Last time we had to do that we just set up our blinds and put as much stuff in them as we could. It seemed to work out pretty good for us I guess.


----------



## diver_sniper (Sep 6, 2004)

bandman said:


> I will say it's times like these that the 6 slot bags pay themselves off in a hurry.

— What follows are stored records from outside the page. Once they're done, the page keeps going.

PR #411, opened 2023-01-24
feat(make:factory): match directory/namespace structure

### LINKED ISSUE #401: Factory Maker: match directory/namespace structure

nikophil:
fix #401 

I've also added a configuration to chose the default namespace that will be used

### DIFF
--- a/docs/index.rst
+++ b/docs/index.rst
@@ -204,6 +204,23 @@ This command will generate a ``PostFactory`` class that looks like this:
 
     Using ``make:factory --test`` will generate the factory in ``tests/Factory``.
 
+.. tip::
+
+    You can globally configure which namespace the factories will be generated in:
+
+    .. configuration-block::
+
+        .. code-block:: yaml
+
+            # config/packages/zenstruck_foundry.yaml
+            when@dev: # see Bundle Configuration section about sharing this in the test environment
+                zenstruck_foundry:
+                    make_factory:
+                        default_namespace: 'App\\MyFactories'
+
+    You can override this configuration by using the ``--namespace`` option.
+
+
 .. note::
 
     The generated ``@method`` docblocks above enable autocompletion with PhpStorm but
@@ -1956,6 +1973,12 @@ Full Default Bundle Configuration
             # Add global state.
             global_state: []
 
+            # Configure Foundry's make:factory command
+            make_factory:
+
+                # Namespace to use for make:factory. Is overridden by --namespace option
+                default_namespace: 'Factory'
+
     .. code-block:: php
 
         $config->extension('zenstruck_foundry', [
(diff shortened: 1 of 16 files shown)


docs/index.rst
```diff
@@ -204,6 +204,24 @@ This command will generate a ``PostFactory`` class that looks like this:
...
+    .. configuration-block::
+
+        .. code-block:: yaml
+
+            # config/packages/zenstruck_foundry.yaml
+            when@dev: # see Bundle Configuration section about sharing this in the test environment
+                zenstruck_foundry:
+                    maker:
+                        factory:
+                            default_namespace: 'App\\MyFactories'
```
nikophil: I'm wondering if this is not too "deep" just for one conf, but it seemed semantically more correct

docs/index.rst
```diff
@@ -2015,8 +2042,19 @@ Full Default Bundle Configuration
                     'object_managers' => false,
                 ],
 
-                // Add global state
-                'global_state' => []
```
nikophil, line 2019: there was an error in the doc: `global_state` should be a direct child of `zenstruck_foundry`

docs/index.rst
```diff
@@ -204,6 +204,24 @@ This command will generate a ``PostFactory`` class that looks like this:
 
     Using ``make:factory --test`` will generate the factory in ``tests/Factory``.
 
+.. tip::
+
+    You can configure globally it which namespace the factories will be generated:
```
```suggestion
    You can globally configure which namespace the factories will be generated in:
```

docs/index.rst
```diff
@@ -204,6 +204,24 @@ This command will generate a ``PostFactory`` class that looks like this:
...
+        .. code-block:: yaml
+
+            # config/packages/zenstruck_foundry.yaml
+            when@dev: # see Bundle Configuration section about sharing this in the test environment
+                zenstruck_foundry:
+                    maker:
+                        factory:
+                            default_namespace: 'App\\MyFactories'
+
+    You can override this configuration by using the option ``--namespace``.
```
```suggestion
    You can override this configuration by using the ``--namespace`` option.
```

docs/index.rst
kbond: I don't have a strong opinion but what about:

```yaml
zenstruck_foundry:
    make_factory:
        default_namespace: ...
```

kbond (changes requested):
Looks good, just a few minor things.

kbond (approved):
Beautiful!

I will agree with this. I don't like those dumb bags usually, but I do give them, and lesser decoys props when it comes to carrying in.


----------



## NDTerminator (Aug 20, 2003)

I use my wheeled deer carrier when I have to walk in...


----------



## joshua.jeffreys (Jul 26, 2006)

Air Assault in, all you need is a helicopter and some repelling equipment. :beer:


----------



## MrSafety (Feb 22, 2005)

USSapper...........that's exactly what we did......we got a dozen BF FB's on each pole.........gun strap over the shoulder and off we went........if you've got the field it's worth the effort........


----------



## USSapper (Sep 26, 2005)

I would hate to stuff gear in my blind, and while dragging it out, have your stuff fall out.....JMO


----------



## kberggren (Mar 27, 2006)

I bought a decoy cart about 4 years ago and i use it all the time. I use to put everything on my back and go but now its so much easier. Most of the time i put 2 blinds, 2 guns, call bag, and decoys and we are good to go. They are worth it and i know cabela's has them on sale during a lot of their retail ads the rest of the year. I've used game carts as well and they still work good.


----------



## buckseye (Dec 8, 2003)

Get a cheap tarp big enough to pile everything on and drag it out there. It works good.


----------



## barebackjack (Sep 5, 2006)

diver_sniper said:


> When you're packing 1000 sillosocks, blinds, e-caller w/ deep cycle battery, etc., a half mile through the mud, then you're working.


Amen to that! :beer: 
Our first e-caller about ended us. She was a heavy b*tch.

We've just usually stuffed our blinds full of crap. No extra trips to take a sled or cart out, or having to hide it. A SUB with a bungee around the doors to keep em shut will hold alot of gear.


----------



## mnbirdhunter (Sep 15, 2005)

If you have a dog have it carry out some of the smaller stuff. It works for me and usually saves a trip back.


----------



## verg (Aug 21, 2006)

I sometimes use my large ice fishing sled and pull it out. It pulls easy on wheat stubble and corn but hard on beans. Some farmers here won't let us drive out right now due to wetness. Do you have access to a 4 wheeler and light utility trailer? they leave very little impressions.


----------



## duck slayer02 (Aug 13, 2008)

verg said:


> I sometimes use my large ice fishing sled and pull it out. It pulls easy on wheat stubble and corn but hard on beans. Some farmers here won't let us drive out right now due to wetness. Do you have access to a 4 wheeler and light utility trailer? they leave very little impressions.


we do, but the farmer doesnt want us driving anything in the field because it is freshly worked. I'll call and see if that would work, but I'm not sure.

David


----------



## aslakson (Jul 14, 2006)

IMO if you're on the X, you're on the X; the hard part is over. Drop some of those decoys, maybe just take the shells and spend extra time getting well hidden.


----------



## verg (Aug 21, 2006)

another idea if you have to walk is to make a couple trips with a few dekes the night before when the birds leave. I have done this. I carry out a load or two in the dark the night before and leave it there. Makes the morning haul a lot easier.


----------



## buckseye (Dec 8, 2003)

I think you would have to sleep in the field if you want your dekes out there all night in ND. Isn't there a law about being within so many feet of your decoys?


----------



## Blue Plate (Jul 31, 2006)

Get 3-4 dozen real geese pro grade II's and a bag. Problem solved.


----------



## T Shot (Oct 4, 2002)

Blue Plate said:


> Get 3-4 dozen real geese pro grade II's and a bag. Problem solved.


 :withstupid:


----------